*** GIVEN INFORMATION ***

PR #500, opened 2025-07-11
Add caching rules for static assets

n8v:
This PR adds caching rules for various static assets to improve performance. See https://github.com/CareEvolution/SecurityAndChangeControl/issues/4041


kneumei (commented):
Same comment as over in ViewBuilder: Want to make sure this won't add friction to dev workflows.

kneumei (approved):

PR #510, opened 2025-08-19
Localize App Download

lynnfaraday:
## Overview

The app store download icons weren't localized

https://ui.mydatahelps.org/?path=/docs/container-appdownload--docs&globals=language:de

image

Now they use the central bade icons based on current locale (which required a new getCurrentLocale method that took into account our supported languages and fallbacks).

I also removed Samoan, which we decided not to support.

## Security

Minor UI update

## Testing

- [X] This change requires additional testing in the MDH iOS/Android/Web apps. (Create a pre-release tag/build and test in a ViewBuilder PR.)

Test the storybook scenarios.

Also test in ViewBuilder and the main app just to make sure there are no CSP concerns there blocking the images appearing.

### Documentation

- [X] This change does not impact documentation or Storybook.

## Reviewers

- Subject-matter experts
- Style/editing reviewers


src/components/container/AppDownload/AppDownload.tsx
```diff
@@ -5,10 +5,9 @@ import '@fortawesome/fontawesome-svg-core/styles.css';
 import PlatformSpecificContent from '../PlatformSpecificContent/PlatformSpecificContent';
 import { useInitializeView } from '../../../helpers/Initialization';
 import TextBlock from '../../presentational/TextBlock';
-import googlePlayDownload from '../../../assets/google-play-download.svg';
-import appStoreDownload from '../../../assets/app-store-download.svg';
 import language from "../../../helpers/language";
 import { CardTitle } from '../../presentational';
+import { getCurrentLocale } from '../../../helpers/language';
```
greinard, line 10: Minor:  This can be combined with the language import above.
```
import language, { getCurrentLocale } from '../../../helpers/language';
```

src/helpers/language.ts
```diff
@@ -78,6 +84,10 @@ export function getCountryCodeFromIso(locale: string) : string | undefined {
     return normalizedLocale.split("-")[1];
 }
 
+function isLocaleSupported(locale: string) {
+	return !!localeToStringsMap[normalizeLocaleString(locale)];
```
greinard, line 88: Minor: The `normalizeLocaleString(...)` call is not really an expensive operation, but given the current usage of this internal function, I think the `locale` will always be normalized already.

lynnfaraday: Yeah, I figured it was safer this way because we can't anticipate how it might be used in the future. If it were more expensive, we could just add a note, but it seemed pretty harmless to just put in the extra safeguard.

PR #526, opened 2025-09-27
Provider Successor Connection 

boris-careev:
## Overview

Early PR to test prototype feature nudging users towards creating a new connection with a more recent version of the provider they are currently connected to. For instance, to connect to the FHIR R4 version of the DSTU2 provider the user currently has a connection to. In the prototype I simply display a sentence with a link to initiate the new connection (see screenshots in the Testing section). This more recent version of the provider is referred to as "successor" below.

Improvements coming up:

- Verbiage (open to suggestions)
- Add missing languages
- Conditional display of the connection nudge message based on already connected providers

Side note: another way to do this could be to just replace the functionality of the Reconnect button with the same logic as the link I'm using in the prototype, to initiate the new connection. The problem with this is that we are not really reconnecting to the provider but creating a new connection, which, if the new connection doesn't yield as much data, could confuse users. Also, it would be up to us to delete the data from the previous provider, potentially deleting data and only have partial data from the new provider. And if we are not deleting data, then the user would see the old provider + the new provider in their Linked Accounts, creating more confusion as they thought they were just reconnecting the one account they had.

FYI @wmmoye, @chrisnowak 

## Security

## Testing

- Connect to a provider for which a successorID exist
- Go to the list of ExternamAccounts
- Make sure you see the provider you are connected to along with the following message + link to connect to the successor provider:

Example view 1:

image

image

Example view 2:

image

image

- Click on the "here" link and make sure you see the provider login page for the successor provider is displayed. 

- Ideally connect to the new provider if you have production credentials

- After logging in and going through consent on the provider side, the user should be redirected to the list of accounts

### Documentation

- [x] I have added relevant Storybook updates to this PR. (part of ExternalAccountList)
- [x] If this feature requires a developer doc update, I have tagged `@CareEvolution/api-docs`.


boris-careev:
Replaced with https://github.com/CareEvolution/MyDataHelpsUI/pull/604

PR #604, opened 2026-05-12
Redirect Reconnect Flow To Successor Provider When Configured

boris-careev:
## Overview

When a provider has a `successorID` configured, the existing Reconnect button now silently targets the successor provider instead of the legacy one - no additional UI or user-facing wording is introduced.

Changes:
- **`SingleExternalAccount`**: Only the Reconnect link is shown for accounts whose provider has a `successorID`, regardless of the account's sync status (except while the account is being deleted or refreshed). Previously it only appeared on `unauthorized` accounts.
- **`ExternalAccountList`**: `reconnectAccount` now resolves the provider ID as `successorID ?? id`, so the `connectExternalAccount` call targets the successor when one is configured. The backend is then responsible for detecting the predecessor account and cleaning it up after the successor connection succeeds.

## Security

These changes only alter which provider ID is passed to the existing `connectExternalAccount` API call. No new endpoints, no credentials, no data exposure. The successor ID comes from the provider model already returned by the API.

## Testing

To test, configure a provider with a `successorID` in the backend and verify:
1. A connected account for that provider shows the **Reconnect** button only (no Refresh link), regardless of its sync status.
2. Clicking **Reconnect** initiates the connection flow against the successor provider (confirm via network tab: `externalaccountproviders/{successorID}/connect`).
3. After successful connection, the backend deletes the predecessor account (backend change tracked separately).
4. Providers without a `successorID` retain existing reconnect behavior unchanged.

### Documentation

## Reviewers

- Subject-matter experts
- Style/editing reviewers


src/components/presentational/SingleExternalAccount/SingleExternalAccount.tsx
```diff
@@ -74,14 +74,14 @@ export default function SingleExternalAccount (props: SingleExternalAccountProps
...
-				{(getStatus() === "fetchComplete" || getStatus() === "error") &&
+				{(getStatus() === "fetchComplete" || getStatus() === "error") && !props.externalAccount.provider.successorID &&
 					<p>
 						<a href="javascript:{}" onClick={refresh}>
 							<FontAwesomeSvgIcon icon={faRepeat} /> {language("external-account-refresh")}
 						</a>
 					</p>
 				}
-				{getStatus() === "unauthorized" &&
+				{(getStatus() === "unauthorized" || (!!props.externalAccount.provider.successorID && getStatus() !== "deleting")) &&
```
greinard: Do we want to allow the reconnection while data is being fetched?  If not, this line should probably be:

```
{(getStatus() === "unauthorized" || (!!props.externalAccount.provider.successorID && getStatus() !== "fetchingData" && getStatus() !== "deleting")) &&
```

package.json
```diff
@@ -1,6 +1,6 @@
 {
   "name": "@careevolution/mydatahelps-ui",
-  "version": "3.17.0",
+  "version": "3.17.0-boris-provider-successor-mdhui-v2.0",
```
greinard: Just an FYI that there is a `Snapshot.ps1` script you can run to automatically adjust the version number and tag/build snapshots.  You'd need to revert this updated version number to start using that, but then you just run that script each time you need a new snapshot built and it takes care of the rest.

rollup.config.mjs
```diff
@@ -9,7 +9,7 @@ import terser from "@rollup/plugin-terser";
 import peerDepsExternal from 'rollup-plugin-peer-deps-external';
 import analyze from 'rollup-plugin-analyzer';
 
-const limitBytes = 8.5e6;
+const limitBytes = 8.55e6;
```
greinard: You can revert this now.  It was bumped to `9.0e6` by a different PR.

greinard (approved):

*** End of GIVEN INFORMATION ***
*** GIVEN INFORMATION ***

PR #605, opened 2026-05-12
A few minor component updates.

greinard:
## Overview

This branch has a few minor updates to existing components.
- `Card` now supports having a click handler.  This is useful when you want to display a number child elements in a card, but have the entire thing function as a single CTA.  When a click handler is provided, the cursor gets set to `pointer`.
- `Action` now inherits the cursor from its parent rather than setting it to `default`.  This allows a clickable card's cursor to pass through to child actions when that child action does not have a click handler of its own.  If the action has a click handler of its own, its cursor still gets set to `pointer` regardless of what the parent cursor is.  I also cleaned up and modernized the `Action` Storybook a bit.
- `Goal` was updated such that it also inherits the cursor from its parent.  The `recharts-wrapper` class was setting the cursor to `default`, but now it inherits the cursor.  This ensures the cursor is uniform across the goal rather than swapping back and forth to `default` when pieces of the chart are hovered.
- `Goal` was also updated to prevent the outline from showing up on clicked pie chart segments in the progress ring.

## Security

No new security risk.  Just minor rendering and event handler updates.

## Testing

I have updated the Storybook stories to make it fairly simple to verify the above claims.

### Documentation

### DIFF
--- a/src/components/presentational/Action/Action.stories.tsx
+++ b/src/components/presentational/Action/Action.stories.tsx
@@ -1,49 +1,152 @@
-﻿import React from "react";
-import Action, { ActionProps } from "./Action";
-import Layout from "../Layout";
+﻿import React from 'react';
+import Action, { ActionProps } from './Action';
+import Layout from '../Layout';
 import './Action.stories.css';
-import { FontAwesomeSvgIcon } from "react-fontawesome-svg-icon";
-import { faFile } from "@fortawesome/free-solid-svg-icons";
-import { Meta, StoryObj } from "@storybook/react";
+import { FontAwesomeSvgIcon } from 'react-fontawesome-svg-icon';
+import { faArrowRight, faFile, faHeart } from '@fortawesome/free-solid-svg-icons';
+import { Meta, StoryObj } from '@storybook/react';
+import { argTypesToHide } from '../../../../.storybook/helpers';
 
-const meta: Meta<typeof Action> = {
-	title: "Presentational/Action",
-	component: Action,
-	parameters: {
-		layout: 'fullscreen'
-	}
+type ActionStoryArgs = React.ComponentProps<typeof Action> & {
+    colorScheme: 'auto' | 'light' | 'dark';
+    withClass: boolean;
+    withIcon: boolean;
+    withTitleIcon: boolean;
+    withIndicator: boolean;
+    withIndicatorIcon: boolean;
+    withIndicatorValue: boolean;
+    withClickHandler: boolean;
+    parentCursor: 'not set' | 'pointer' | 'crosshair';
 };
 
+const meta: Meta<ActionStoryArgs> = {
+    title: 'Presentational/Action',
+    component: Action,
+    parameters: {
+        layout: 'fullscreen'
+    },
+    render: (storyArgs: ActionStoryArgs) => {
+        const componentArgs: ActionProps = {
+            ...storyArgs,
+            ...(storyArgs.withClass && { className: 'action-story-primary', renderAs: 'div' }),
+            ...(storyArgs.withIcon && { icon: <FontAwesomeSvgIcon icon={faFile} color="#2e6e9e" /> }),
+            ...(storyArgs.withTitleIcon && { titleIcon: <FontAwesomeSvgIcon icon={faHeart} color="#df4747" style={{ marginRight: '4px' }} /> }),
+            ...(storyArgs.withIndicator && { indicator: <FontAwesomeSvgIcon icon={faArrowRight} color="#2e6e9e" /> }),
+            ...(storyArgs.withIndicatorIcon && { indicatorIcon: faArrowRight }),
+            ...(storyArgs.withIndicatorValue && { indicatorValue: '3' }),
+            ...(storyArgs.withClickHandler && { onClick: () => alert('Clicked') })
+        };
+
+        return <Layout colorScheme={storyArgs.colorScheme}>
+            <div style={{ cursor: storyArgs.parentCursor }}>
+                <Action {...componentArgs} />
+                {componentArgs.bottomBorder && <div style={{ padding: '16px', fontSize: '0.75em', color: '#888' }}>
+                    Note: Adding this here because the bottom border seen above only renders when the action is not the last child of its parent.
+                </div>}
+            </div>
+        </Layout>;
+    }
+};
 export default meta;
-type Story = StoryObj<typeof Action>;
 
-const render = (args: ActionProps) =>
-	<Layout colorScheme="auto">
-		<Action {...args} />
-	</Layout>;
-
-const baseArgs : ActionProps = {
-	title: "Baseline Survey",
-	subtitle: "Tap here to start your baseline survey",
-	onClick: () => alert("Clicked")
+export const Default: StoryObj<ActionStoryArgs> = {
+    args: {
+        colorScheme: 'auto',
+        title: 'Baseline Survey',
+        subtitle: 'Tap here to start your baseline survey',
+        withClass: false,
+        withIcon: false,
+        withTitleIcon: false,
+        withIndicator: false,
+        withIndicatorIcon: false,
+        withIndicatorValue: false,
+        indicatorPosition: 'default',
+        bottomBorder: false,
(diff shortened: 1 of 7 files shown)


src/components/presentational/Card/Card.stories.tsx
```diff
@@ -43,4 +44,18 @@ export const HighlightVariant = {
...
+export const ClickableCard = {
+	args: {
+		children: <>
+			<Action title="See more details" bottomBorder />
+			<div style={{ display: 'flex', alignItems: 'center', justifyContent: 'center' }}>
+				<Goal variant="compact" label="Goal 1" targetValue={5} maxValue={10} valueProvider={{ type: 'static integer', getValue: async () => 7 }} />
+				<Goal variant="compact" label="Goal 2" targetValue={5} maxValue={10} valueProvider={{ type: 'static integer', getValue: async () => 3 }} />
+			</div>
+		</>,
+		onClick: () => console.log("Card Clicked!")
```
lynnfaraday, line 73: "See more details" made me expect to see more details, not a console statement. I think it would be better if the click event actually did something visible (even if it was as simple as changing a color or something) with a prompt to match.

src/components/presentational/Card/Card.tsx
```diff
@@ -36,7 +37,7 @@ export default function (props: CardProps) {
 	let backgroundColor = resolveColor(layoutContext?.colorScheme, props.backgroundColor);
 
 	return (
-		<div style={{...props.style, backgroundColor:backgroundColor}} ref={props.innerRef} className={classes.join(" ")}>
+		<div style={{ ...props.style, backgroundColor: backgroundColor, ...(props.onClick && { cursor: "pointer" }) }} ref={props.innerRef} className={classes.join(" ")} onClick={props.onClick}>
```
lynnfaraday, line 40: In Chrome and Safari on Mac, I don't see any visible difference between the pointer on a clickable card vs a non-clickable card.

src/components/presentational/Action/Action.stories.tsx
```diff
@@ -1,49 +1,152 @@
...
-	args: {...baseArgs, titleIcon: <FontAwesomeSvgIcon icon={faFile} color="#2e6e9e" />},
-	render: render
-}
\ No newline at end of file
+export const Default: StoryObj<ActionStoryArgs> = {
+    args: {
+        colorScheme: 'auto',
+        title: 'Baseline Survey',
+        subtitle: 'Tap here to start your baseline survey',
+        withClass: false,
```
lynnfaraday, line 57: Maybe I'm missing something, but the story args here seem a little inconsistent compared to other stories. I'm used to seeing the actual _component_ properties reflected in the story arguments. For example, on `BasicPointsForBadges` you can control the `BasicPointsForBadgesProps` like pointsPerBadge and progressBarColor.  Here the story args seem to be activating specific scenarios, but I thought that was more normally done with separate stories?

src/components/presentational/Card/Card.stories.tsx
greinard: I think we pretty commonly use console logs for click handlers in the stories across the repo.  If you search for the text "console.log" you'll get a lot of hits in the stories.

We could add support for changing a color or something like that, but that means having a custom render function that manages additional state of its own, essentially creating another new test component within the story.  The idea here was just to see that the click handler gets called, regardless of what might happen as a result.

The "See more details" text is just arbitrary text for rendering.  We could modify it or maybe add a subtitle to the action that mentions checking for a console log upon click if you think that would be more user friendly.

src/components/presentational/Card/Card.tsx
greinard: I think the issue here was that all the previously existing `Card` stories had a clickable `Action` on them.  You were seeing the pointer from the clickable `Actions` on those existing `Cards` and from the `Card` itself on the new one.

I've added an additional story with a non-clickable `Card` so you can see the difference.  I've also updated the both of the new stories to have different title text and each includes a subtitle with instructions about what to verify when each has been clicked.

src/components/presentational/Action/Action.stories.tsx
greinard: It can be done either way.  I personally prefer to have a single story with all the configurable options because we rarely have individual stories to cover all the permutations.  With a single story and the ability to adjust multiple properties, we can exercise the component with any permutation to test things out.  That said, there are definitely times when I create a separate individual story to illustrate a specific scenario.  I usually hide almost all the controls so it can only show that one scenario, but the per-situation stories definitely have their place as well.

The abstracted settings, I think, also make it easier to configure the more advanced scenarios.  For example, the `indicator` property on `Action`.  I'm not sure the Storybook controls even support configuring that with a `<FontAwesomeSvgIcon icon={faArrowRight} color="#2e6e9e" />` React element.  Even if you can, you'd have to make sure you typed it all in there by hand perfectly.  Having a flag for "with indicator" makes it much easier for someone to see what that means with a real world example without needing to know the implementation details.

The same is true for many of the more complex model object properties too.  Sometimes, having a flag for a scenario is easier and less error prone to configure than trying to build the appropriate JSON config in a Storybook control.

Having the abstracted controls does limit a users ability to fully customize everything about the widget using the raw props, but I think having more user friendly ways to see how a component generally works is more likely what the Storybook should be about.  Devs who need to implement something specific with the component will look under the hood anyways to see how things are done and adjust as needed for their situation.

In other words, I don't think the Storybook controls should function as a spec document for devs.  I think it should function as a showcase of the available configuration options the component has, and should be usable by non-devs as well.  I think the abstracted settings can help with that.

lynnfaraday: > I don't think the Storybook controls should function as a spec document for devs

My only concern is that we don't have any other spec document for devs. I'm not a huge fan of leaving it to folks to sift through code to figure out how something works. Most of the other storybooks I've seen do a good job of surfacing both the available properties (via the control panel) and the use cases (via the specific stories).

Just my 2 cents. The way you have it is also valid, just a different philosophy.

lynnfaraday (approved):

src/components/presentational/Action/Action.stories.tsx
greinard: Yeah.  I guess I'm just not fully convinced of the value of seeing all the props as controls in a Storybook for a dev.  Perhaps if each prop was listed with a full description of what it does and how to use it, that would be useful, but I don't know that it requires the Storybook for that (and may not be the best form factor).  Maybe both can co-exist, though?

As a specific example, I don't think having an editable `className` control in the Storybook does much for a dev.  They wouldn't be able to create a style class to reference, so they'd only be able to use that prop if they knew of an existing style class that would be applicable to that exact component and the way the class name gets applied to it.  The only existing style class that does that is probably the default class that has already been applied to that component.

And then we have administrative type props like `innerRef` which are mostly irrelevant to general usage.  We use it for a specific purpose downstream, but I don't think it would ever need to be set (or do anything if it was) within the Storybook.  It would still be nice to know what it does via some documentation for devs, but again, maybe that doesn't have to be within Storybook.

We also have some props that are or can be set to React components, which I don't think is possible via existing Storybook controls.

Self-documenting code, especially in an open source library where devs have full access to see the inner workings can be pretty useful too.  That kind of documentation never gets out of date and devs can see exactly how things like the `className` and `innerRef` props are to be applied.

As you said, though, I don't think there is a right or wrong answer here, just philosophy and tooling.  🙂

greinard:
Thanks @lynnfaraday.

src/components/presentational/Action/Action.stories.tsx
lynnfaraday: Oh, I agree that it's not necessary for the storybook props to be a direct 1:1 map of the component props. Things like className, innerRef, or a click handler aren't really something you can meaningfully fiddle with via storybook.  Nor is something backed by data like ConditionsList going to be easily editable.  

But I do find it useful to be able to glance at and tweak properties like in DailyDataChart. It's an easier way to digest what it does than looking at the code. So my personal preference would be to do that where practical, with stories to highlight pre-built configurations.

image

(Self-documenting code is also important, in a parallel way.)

*** End of GIVEN INFORMATION ***

- **YOUR OBJECTIVE**
Looking at the entries above, count the lines that contain "normalizeLocaleString" and answer with only the number.

- **RESULT**
2